La necessità li ha costretti ad approdare quassù, perchè i feudi di periferia vanno difesi sempre e comunque, anche a rischio di rimettercene la faccia e andarsene vestiti di fischi e di urla. Ad un certo punto anche il premier Berlusconi, il suo fidato caposcorta Bossi e persino il Napolitano che quassù ha studiato si sono decisi a far visita al Veneto in stato di emergenza. Premesso che noi siamo quelli del primo Berlusconi – quello che disse “ghe pensi mi” – e che nelle calamità naturali sappiamo trarre forza dalla nostra millenaria e saporita storia, ci rimane un pizzico di amarezza per l’elegante messa in disparte riservata alla nostra terra e alla nostra gente dall’Italia intera. Quell’Italia che tante volte i nostri padri, i nostri soldati e i nostri uomini del volontariato sono scesi ad aiutare, a risollevare e a tirare fuori da pesantissimi disastri naturali: ultimo in ordine di tempo il prezioso e puntualissimo intervento a favore de L’Aquila colpita dal sisma. Assieme ad altri mille gesti anonimi e firmati col cuore.
Ci hanno fatto credere che questa è la conseguenza del nostro mostrarci autonomi, indipendenti e autosufficienti. Ma anche fosse così, rimane pur sempre l’eleganza di prestare una mano, fosse anche solo in segno di vicinanza e di rispetto per un lembo di terra che all’Italia ha dato e sta dando tantissimo delle sue risorse umane, spirituali ed economiche. La nostra storia ci ha insegnato a non piangerci addosso, a non guardare ciò che potrebbe essere stato ma a fare sempre e solo i conti con ciò che succede e quello che potrebbe avvenire. Magari anticipandolo facendo forza sui nostri talenti, sulla creatività e sul saper leggere i segnali all’orizzonte della storia. E’ con questa prospettiva nel cuore che abbiamo affrontato emergenze più lacrimose di questa alluvione, sopratutto nel cuore: il pianto per figli partiti senza biglietto di ritorno, il dramma di padri costretti ad emigrare altrove in cerca di fortuna, il sorriso di madri sempre e solo sulla soglia in attesa, l’eroismo di gente dalla storia comune disposta a sacrificarsi per difendere il nome, il profumo e la magia dei suoi confini. A noi la compassione non è mai piaciuta: ci rende forti e orgogliosi dell’Italia il gesto della vicinanza. La compassione dice l’impotenza e la rassegnazione, la vicinanza racconta la forza di rialzarsi, il braccio teso in segno di aiuto, la semplice voglia di non lasciarsi piegare dalla paura di una Natura avversa.
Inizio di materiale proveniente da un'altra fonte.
PR #938, opened 2021-11-01
Update block visibility in section when creating / deleting nested activity

aleksey-kuznetsov:
This PR adds functionality to recalculate section blocks visibility when nested activity instance is created or deleted.
Backend reference PR: https://github.com/broadinstitute/ddp-study-server/pull/1050.

11/15 update: add support for enabling nested activities via `enabled` flag on `ActivityBlock` [(DDP-7085)](https://broadinstitute.atlassian.net/browse/DDP-7085). Backend: https://github.com/broadinstitute/ddp-study-server/pull/1064.


alextanlan (dismissed):

ddp-workspace/projects/ddp-sdk/src/lib/components/activityForm/activity-blocks/activityBlock/activityBlock.component.ts
```diff
@@ -29,12 +29,14 @@ import { ModalActivityBlockComponent } from '../modalActivityBlock/modalActivity
 })
 export class ActivityBlockComponent implements OnInit, OnDestroy {
     @Input() block: ActivityActivityBlock;
+    @Input() enabled: boolean;
```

Meno male che il premier nel giro delle questure ha evitato la liturgia delle barzellette, della semplificazione e dell’ironia che tutto offusca: si è limitato a raccogliere ciò che spetta a chi porta i soccorsi di Pisa. A guerreggiare ci hanno pensato, però, i politici locali che non hanno perso l’occasione – di fronte a morti, alluvionati e rifugiati – di scaricarsi le colpe a vicenda. Ennesimo segno di un certo modo di gestire il bene comune che ha fallito di fronte alla richiesta di serietà. Come quello del ministro Sandro Bondi – probabilmente più capace nell’arte poetica che in quella umana – disposto a filosofare attorno al crollo di quel muro di Pompei (con tutto il rispetto per la storia che reca impressa) e dimentico che anche qui, forse, fra millenni potrebbero esserci mura che tengono impressi lineamenti di persone morte abbracciate. Conoscere la storia non è una semplice passione d’antiquariato, ma un voler imparare dal passato per non ripetere ciò che è già stato. E già stato pagato.
Ma nemmeno prostrati e in ginocchio sogneremmo mai di tornare indietro. Potremmo gridare il nostro federalismo fiscale e invocare quello economico. Ma non ci sogneremmo mai di chiedere il federalismo umanitario: non possiamo contraddire noi stessi. D’altronde per chi nasce signore l’eleganza non sarà mai un optional occasionale. E il Veneto rimane pur sempre una bellissima signora. Anche quando, bagnata e infangata, scava nel fango.